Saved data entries
####################

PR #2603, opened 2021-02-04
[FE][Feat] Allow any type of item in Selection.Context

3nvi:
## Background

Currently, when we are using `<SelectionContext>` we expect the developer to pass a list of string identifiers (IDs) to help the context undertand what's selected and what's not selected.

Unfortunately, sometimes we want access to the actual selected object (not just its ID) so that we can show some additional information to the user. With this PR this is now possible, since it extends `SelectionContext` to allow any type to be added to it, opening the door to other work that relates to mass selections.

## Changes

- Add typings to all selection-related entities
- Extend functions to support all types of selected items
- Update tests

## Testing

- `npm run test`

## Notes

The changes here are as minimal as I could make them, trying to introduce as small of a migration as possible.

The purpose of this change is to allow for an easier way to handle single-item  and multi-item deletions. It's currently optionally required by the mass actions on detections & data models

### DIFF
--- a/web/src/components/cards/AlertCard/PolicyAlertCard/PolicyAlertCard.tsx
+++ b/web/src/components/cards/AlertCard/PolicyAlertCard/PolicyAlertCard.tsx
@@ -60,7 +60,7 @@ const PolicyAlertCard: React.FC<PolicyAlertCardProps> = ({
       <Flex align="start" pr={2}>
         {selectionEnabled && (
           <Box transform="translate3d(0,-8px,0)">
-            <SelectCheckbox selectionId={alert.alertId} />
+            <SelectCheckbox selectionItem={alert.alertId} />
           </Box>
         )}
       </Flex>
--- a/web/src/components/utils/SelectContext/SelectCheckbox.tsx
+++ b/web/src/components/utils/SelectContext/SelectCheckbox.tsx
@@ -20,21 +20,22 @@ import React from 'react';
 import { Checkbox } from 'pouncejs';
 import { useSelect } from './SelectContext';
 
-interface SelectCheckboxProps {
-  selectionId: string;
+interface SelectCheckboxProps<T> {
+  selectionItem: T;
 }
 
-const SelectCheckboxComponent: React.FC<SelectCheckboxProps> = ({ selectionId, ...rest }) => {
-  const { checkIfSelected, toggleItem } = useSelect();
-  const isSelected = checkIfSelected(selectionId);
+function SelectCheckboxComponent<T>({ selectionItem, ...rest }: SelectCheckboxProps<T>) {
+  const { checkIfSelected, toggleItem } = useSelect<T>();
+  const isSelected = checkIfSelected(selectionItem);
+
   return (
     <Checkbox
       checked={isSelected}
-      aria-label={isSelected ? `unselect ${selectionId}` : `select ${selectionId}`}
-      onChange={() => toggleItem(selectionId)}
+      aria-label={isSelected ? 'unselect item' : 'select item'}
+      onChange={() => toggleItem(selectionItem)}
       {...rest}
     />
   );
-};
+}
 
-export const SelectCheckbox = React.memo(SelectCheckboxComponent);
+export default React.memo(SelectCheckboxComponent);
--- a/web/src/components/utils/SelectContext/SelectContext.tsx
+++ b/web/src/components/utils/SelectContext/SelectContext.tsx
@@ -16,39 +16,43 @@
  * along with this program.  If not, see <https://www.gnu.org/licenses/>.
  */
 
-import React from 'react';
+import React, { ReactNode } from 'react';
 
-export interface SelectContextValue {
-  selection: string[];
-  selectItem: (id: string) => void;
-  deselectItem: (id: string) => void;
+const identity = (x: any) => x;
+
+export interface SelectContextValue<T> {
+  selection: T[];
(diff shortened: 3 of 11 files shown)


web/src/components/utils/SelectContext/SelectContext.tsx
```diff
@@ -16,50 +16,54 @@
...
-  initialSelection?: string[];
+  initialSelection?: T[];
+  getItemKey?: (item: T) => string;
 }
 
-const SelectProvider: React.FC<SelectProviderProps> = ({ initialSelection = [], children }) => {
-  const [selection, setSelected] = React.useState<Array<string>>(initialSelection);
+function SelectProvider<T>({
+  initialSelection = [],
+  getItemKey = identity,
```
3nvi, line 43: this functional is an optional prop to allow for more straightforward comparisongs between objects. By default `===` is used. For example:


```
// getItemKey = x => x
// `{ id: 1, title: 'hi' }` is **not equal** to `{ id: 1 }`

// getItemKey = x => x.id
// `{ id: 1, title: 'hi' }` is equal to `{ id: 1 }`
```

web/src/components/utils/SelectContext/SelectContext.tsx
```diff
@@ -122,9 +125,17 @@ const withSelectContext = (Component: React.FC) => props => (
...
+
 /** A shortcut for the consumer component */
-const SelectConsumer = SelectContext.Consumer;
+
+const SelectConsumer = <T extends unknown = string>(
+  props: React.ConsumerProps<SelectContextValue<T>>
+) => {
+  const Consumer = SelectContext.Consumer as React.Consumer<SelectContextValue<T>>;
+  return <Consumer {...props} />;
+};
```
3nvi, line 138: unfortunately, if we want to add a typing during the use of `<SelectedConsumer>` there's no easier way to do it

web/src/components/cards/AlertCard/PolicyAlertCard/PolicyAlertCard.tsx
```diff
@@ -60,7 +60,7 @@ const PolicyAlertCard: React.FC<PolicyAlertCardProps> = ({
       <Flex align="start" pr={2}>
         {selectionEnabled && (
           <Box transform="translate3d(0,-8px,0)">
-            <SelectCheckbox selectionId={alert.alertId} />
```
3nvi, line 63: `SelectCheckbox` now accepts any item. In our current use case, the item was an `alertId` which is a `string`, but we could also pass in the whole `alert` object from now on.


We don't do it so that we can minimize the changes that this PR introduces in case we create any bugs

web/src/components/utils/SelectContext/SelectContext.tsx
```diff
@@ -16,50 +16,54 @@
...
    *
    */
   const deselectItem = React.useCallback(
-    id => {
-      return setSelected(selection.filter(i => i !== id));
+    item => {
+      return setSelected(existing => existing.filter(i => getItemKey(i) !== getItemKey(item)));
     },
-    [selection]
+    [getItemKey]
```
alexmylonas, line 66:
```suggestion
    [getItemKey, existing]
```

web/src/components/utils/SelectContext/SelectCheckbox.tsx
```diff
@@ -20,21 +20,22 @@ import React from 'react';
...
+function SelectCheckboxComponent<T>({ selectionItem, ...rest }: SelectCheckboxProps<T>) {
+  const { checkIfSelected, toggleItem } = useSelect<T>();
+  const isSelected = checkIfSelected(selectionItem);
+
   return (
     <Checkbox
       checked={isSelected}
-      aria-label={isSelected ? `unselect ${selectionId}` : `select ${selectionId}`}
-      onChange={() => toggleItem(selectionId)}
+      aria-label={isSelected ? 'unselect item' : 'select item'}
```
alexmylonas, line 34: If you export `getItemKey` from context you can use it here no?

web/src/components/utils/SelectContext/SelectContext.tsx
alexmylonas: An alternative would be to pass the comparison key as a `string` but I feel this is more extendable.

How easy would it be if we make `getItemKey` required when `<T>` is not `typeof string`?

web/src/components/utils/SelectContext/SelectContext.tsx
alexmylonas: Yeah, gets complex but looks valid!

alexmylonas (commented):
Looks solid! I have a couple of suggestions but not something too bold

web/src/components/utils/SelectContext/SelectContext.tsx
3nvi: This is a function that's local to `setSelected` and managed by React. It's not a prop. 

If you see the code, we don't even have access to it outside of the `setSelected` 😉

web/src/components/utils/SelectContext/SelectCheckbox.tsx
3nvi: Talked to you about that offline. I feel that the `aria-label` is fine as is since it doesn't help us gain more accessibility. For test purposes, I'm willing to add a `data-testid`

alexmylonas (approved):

####################

_Problem statement_. Each line that includes the word "alexmylonas" counts once; report how many such lines the entries have, and nothing else.

_Result of the task_. 6